Many investors have been largely focusing on large-cap stocks and commodities due to their impressive performance in recent times. But unbeknownst to them, they have been missing out on some huge small-cap opportunities.
Small-caps have been quietly outperforming in the background and taking out new highs thanks to Trump’s tax bonanza and regulatory reform.
Small company stocks as a group have comfortably outperformed their bigger brethren this year with the Russell 2000 Index flashing an 11.2 percent year-to-date return compared to just 3.5 percent by S&P 500 and a 0.25 drop by the Dow Jones Industrial Average (which consists of large industrial bellwethers).
Russell 2000 is now only a couple percentage points off its all-time high.
Russell 2000 Index vs. S&P 500 Index YTD Returns
Source: CNN Money
Small-Caps for Volatile Times
While large-caps are great for stabilizing a portfolio and for their juicy dividends, small-caps are like the Energizer Bunny, maintaining stamina when the economy slows down and the heavyweights start huffing and puffing.
And now JP Morgan is advising us to buy small-caps for something a bit different--as protection against trade wars.
The giant bank says these stocks are shielded from the escalating risk of trade wars and attendant dollar volatility which tend to ravage large companies. In fact, a good chunk of the small-cap rally this year has come courtesy of a flight to safety by investors who are wary about geopolitical concerns, tariff issues and trade war threats between the U.S. and its trading partners. Large-caps have much higher international exposure compared to small-caps, which are much more U.S.-centric.
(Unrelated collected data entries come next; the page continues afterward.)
PR #42, opened 2022-03-18
Environment variables/dialog window

kruplm:


psmulovics:
I like where this is going, @Sly1024 , any comments from you?

kruplm:
Any other feedback from @Sly1024 or anyone else?
I'd like to merge this EOD if there're no objections.

PR #45, opened 2022-05-23
Implementing the functionality of ProcessInfoCollector

lilla28:
InfoCollector contains information of environment variables, loaded modules, registrations, and connections.

- IProcessInfoCollector: collects the data of environment variables, loaded modules, registrations, and connections. Sends message to the backend if something is changed.
- ProcessInfoCollectorData: contains the runtime information of the process. Also updates/adds information into the collections.
- Sends update and message to the backend PE.
- Collects the relevant information.


process explorer/backend/LocalCollector/Connections/ConnectionMonitor.cs
```diff
@@ -0,0 +1,82 @@
...
+        }
+
+        public void AddConnections(SynchronizedCollection<ConnectionInfo> connections)
+        {
+            foreach (var conn in connections)
+            {
+                lock (locker)
+                {
+                    var element = Data.Connections.FirstOrDefault(item => item.Id == conn.Id);
+                    var index = Data.Connections.IndexOf(conn);
```
Sly1024, line 53: it should be `IndexOf(element)` here.

process explorer/backend/LocalCollector/Connections/ConnectionMonitor.cs
```diff
@@ -0,0 +1,82 @@
...
+            {
+                Data.Connections.Remove(connectionInfo);
+            }
+        }
+
+        public void AddConnections(SynchronizedCollection<ConnectionInfo> connections)
+        {
+            foreach (var conn in connections)
+            {
+                lock (locker)
```
Sly1024, line 50: Do we want to lock for each element in the `connections` list? Maybe we can move the lock outside of the foreach. Not sure if that's better to lock for the entire time while we update the `Connections` list..

process explorer/backend/LocalCollector/Connections/ConnectionMonitor.cs
```diff
@@ -0,0 +1,82 @@
...
+            {
+                Data.Connections.Add(connectionInfo);
+            }
+        }
+
+        public void RemoveConnection(ConnectionInfo connectionInfo)
+        {
+            lock (locker)
+            {
+                Data.Connections.Remove(connectionInfo);
```
Sly1024, line 42: Should we check for a `ConnectionInfo` with the same ID? This only removes it if the exact same object is in the collection.

process explorer/backend/LocalCollector/ProcessInfoCollector.cs
```diff
@@ -0,0 +1,259 @@
...
+            this.logger = logger;
+
+            if (assemblyId is not null)
+            {
+                this.assemblyID.Name = assemblyId;
+            }
+
+            if (pid is not null)
+            {
+                Data.Id = Convert.ToInt32(pid);
```
Sly1024, line 44: I would think that if the type of `pid` is `int?` and it `is not null` then it must be `int`, so there should be no need to convert.

Sly1024 (changes requested):

process explorer/backend/LocalCollector/ProcessInfoCollector.cs
lilla28: I think we won't need neccessarily to give the pid to the ctor. 
If I use type int?, then I should convert explicitly to int, because it cannot  do that implicitly after I check.


_By default it will read the pid if it is null -in the ProcessInfoCollectorData. 
 _public int Id { get; set; } = Process.GetCurrentProcess().Id;__

process explorer/backend/LocalCollector/Connections/ConnectionMonitor.cs
lilla28: I changed it, thanks for highlighting! :)

process explorer/backend/LocalCollector/ProcessInfoCollector.cs
Sly1024: Sorry, you're right. I forgot that it's a value type, so it gets boxed, that's why it doesn't convert implicitly.

Sly1024 (approved):

psmulovics (approved):

PR #46, opened 2022-06-13
ADR-010 - Messaging Layers

Sly1024:


architecture/adr-010-messaging-layers.md
```diff
@@ -0,0 +1,60 @@
...
+* `void RegisterConverter<TCustom>(IConverter<TCustom> converter)`
+
+Here the converter is for a custom type that is passed as (part of) the payload, 
+but the serializer converts the whole message object that the higher level messaging API sends.
+
+### Channel API
+
+The channel API provides the functionality to send and receive packages asynchronously.
+
+* `Task Connect()`
```
ztanczos, line 49: Minor comment about naming: All these methods are async but the naming is inconsistent: some are postfixed with 'Async' some are not.

architecture/adr-010-messaging-layers.md
```diff
@@ -0,0 +1,60 @@
...
+* Channel
+
+### Messaging API
+
+The Messaging API is a high level, object based communication API with the following features.
+
+* Provides a publish-subscribe communication API
+    * `Task Publish<TMessage>(string topic, TMessage message)`
+    * `Task<IObservable<TMessage>> Subscribe<TMessage>(string topic)`
+    * `UnSubscribe(string topic)`
```
ztanczos, line 26: Nitpick: 'unsubscribe' is one word so the correct casing would be 'Unsubscribe'

architecture/adr-010-messaging-layers.md
bingenito: https://docs.microsoft.com/en-us/dotnet/standard/asynchronous-programming-patterns/task-based-asynchronous-pattern-tap

architecture/adr-010-messaging-layers.md
```diff
@@ -0,0 +1,60 @@
...
+* Provides a request-response type service calls
+    * `Task RegisterQueryService<TResult>(string serviceId, IServiceHandler<TResult> handler)`
```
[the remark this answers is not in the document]
Sly1024: For one `serviceId` there can be only one "responder" and I've added an Unregister function, but we need to make sure only the module that did the registration can unregister.

architecture/adr-010-messaging-layers.md
```diff
@@ -0,0 +1,61 @@
...
+* Channel
+
+### Messaging API
+
+The Messaging API is a high level, object based communication API with the following features.
+
+* Provides a publish-subscribe communication API
+    * `Task PublishAsync<TMessage>(string topic, TMessage message)`
+    * `Task<IObservable<TMessage>> SubscribeAsync<TMessage>(string topic)`
+    * `Task UnsubscribeAsync(string topic)`
```
BalassaMarton, line 26: This feels unintuitive to me. To subscribe, I'd have to do this:
```cs
var subscription = (await messageRouter.SubscribeAsync(topic)).Subscribe(new Observable(msg => HandleMessage(msg)));
```
`IObservable<T>.Subscribe` returns an `IDisposable` for unsubscribing, so what's the `Unsubscibe(topic)` method doing here?

architecture/adr-010-messaging-layers.md
```diff
@@ -0,0 +1,61 @@
...
+    * `Task RegisterQueryResponderAsync<TResult>(string serviceId, IServiceResponder<TResult> responder)`
+    * `Task UnregisterQueryResponderAsync<TResult>(string serviceId)`
+    * `Task<TResult> QueryAsync(string serviceId, IServiceParams params)`
+* Provides a way to swap out the default serialization and channel implementations
+    * `void SetMessageSerializer(ISerializer serializer)`
+    * `void SetMessageChannel(IChannel channel)`
+
+### Serialization API
+
+The serialization layer provides the functionality to convert message objects to byte sequences and vice versa.
```
BalassaMarton, line 37: Haven't we already rejected the idea of strongly typed messages? How would this work for JS and other clients? Who's responsibility is it to implement the serializer(s) for every language binding?

architecture/adr-010-messaging-layers.md
```diff
@@ -0,0 +1,61 @@
...
+The Messaging API is a high level, object based communication API with the following features.
+
+* Provides a publish-subscribe communication API
+    * `Task PublishAsync<TMessage>(string topic, TMessage message)`
+    * `Task<IObservable<TMessage>> SubscribeAsync<TMessage>(string topic)`
+    * `Task UnsubscribeAsync(string topic)`
+* Provides a request-response type service calls
+    * `Task RegisterQueryResponderAsync<TResult>(string serviceId, IServiceResponder<TResult> responder)`
+    * `Task UnregisterQueryResponderAsync<TResult>(string serviceId)`
+    * `Task<TResult> QueryAsync(string serviceId, IServiceParams params)`
```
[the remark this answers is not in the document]
Sly1024: I don't like the word "invoke" to be honest. It feels more natural that a service should be called or queried. 
Others, do you have any strong opinion?

architecture/adr-010-messaging-layers.md
Sly1024: I think we could use a JSON serializer by default (Newtonsoft, Microsoft), which can automatically convert DTO-like objects with properties.

Sly1024: I think the main point here is that since the message is converted to JSON, we don't require the actual types to match on the two sides. They just need to be compatible (same property names/types).

architecture/adr-010-messaging-layers.md
Sly1024: I've changed it as I suggested, plus I wrapped the `TMessage` in a `RouterMessage` to include metadata.

BalassaMarton: We can still pass an `IObserver` to subscribe, that can receive error and completion events.
```cs
Task<IDisposable> SubscribeAsync<TMessage>(IObserver observer);
```
OR we can still use observables and let users leverage reactive extensions like they used to:
```cs
var subscription = messageRouter.Topic<TMessage>(topic).Subscribe(observer);
```
Note that there's now a `System.Reactive.Async` package which has `IAsyncObservable` & `IAsyncObserver`, with LINQ for `IAsyncEnumerable` and everything you can imagine. So it might make sense to just have an API facede that provides the sync and async API for subscriptions:
```cs
public sealed class Topic<TMessage> : IObservable<TMessage>, IAsyncObservable<TMessage>
{ ... }
```

architecture/adr-010-messaging-layers.md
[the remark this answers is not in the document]
ztanczos: Just an idea: since the idea here is already to provide a request-response type service calls what if we'd call it 'Request' or 'SendRequest'?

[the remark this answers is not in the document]
Sly1024: How would you call the "service"? RequestResponder, Handler, Service?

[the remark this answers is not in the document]
BalassaMarton: Yeah we should agree on terminology and abstractions before defining APIs.

architecture/adr-010-messaging-layers.md
BalassaMarton: Given that messages are plain text (as per ADR-009, property bags/key-value pairs to be more precise), each API will have its own serialization format, if any. It doesn't make sense to me to register a global serialization handler. We can add extensions to the router client that handle (de)serialization of specific formats, but this should not be part of the core API. For reference, see the [HttpClientJsonExtensions](https://docs.microsoft.com/en-us/dotnet/api/system.net.http.json.httpclientjsonextensions?view=net-6.0) class from .NET.
Personally, I'd be more happy with a standard, structured format such as JSON across the whole platform, to avoid this hell that will surely arise when every app developer starts inventing their own format. It's easy to overlook this problem when we look at JS-based frameworks where everything runs on the same platform and they just pass around objects without even considering how those are marshaled to each process.

architecture/adr-010-messaging-layers.md
```diff
@@ -0,0 +1,63 @@
...
+* `ReadOnlyMemory<byte> Serialize(object message)`
+* `object Deserialize(ReadOnlyMemory<byte> message)`
+* `void RegisterConverter<TCustom>(IConverter<TCustom> converter)`
+
+Here the converter is for a custom type that is passed as (part of) the payload, 
+but the serializer converts the whole message object that the higher level messaging API sends.
+
+### Channel API
+
+The channel API provides the functionality to send and receive packages asynchronously.
```
BalassaMarton, line 50: I can't see where routing information is provided. Is it part of the message format?

BalassaMarton: IMHO routing info should be a separate parameter or these methods should receive some structure that encapsulates routing info and message bytes (instead of just a byte sequence).

architecture/adr-010-messaging-layers.md
Sly1024: My idea was that the Message Router will have its own message format/types. For example:
```cs
public record RouterMessage<TMessage>(string id, string sender, MessageType type, 
    MessageParams params, TMessage payload);
```
When you call a "publish" it would send a message like this:
```cs
public Task PublishAsync<TMessage>(string topic, TMessage user_payload) {
    var message = new RouterMessage("123", "compose-client-567", MessageType.Publish, 
        new MessageParams { Topic = "topic"}, user_payload);
    var serializedMessage = serializer.Serialize(message);
    return channel.SendAsync(serializedMessage);
}
```
So it would wrap the `user_payload` with our own message to provide meta data. To serialize that, we need a serializer component, because I don't want to enforce the users to use a specific serializer (Newtonsoft). If we use a serializer, then it can also be used to serialize the custom payload, so why would we not allow the user to pass in an object, as long as it can be serialized by the serializer (the default or a custom one).

In contrast, If we say we only allow strings, then it means our messages can be strings only, and I don't think this is how we should do it:
```cs
channel.Send($"{ id: '{id}', sender: '{sender}', msgType: 'publish', 
    topic: '{topic}', payload: '{payload}' }");
```

architecture/adr-010-messaging-layers.md
Sly1024: I thought of the "channel" as a single connection between two endpoints. So each client will have its own channel (that wraps the websocket) and the Router will know to which channel it needs to send the message. The "routing" is done by the Router.

architecture/adr-010-messaging-layers.md
```diff
@@ -0,0 +1,68 @@
...
+
+* `Task ConnectAsync()`
+* `Task SendAsync(ReadOnlyMemory<byte> package)`
+* `Task<ReadOnlyMemory<byte>> ReceiveAsync()`
+* `Task DisconnectAsync()`
+
+On the Router side, it also needs to act as a "server" to which the clients connect.
```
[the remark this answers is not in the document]
Sly1024: OK, let's say we make two classes a `ChannelServer` and a `ChannelClient`. The Router runs in Component1, and Component2 connects to it. Then the init code in Component1 (can be the main/core component) calls `StartServer()` on the `ChannelServer` which would open a websocket server and listen to the connecting clients. When Component2 wants to connect, it creates a `ChannelClient` and calls `ConnectAsync()` and then the server fires the `ClientConnected` event with the args containing the `ChannelClient` instance that represents the server end of the websocket connection. So there is a `ChannelClient` on both sides that are the two ends of the same connection.

architecture/adr-010-messaging-layers.md
BalassaMarton: But won't this kind of serialization just create a dependency hell in the consuming project, because now it has to know what serializer was configured in the host, and it might not even have a language binding for that particular serializer? If in contrast a module's public API (basically all the query responders) defines its own message format, then there's a contract between a specific version of a module and its clients (all the components that interact with it). This is basically the web, so we might as well just create an in-memory Internet 😄

Sly1024: I was thinking about this from another angle: what if two modules want to communicate using a custom format, and they can agree on the serializer, but the rest of the Compose modules expect JSON? Should we allow customizing the serializer for each module? The wrapper messages must be in a format that the Router understands. In this case the two modules could use their own serializer and just pass in a string or a byte array as payload, then the rest can still be JSON. 

I'm tempted to say we should accept only `string` as payload, or maybe `object` and allow registering serializers for the payload part only.

architecture/adr-010-messaging-layers.md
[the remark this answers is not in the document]
Sly1024: I've added a diagram, but I'm not sure if it tells the story well.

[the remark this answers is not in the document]
Sly1024: Let me explain it with code.

Router:
```cs
var server = new ChannelServer(port: 5678);
server.ClientConnected += (object sender, ClientConnectedArgs args) => {
  ChannelClient client = args.Client;
  if (await AuthenticateClient(client)) {
    connectedClients.Add(client);
  } else {
    await client.DisconnectAsync();
  }
};
server.StartServer();
```

Client Module:
```cs
var client = new ChannelClient("localhost:5678");
await client.ConnectAsync();
await HandleAuth(client);
await client.SendAsync(...);
```

architecture/adr-010-messaging-layers.md
BalassaMarton: Just forget the whole "registering stuff" part. Anything you register in one module, needs to be registered the same way in all the other modules. This is true for payloads or the protocol frame. This would completely break composability, as you can't just write a component in any language and drop it into the application via a few lines of config, you now have to make sure that whatever serializer and channel implementation you have chosen in the host is also available and configured in each of the components. I strongly vote against it.

architecture/adr-010-messaging-layers.md
BalassaMarton: For customizable channels: if you look at SignalR or Dapr, the protocol is usually negotiable, meaning that the server and client can support multiple transport protocols and they negotiate which one to use, automatically (for SignalR it was WebSockets, long polling and now gRPC, for Dapr it's HTTP and gRPC). All this information - connection info for each available endpoint - can be passed to the module at run time, without the need for manual configuration. We don't even have to chose one channel implementation, they can run side by side.

Sly1024:
We decided to go with a PoC first, so I'm closing this PR for now.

JP Morgan’s piece of advice might sound a bit counterintuitive when you consider that the U.S. economy is expected to slow down from a 2.8 percent GDP growth in 2018 to just 2.0 percent in 2020. In fact, Boris Schlossberg, MD of foreign exchange strategy at BK Asset Management thinks that the small-cap frenzy is likely to be just a temporary thing.
Historical evidence, however, seems to be in JP Morgan’s favor.
The Russell 2000 has been leaving the S&P 500 in the dust over the past four decades during periods of economic turbulence, recessions and financial crises. It managed to outperform the large-stock benchmark by 80 percent in 1979-1983, 50 percent in 1990-1994 and 114 percent in 1994-2014. Related: 4 Reasons Why Gold Investors Should Keep A Cool Head
Large-caps, on the other hand, have gained the upper hand during periods of economic expansion, beating their lightweight peers in 1983-1990 (91 percent) and 1994-1999 (93 percent). Since early 2014, the U.S. economy has been on the ascendancy thus helping the S&P 500 beat the Russell 2000 once again.
Further in support of small-caps, their tendency to underperform during economic expansions is by no means set in stone. Small caps outperformed the broad-market by quite a wide margin during the 2003-2007 economic expansion, though admittedly it was shorter than previous expansion cycles.
Small-Cap ETFs
Other than trade wars, JP Morgan recommends buying small-caps as a catch-all trade for the current reflationary environment.
You can gain exposure to the small-cap sector by buying the iShares Russell 3000 ETF(IWM) - with a year-to-date return of 10.8 percent.
Some of its top holdings include online food ordering company GrubHub whose stock is up 59 percent; Aspen Technology (44.7 percent) and cancer diagnostics company Exact Science (31 percent).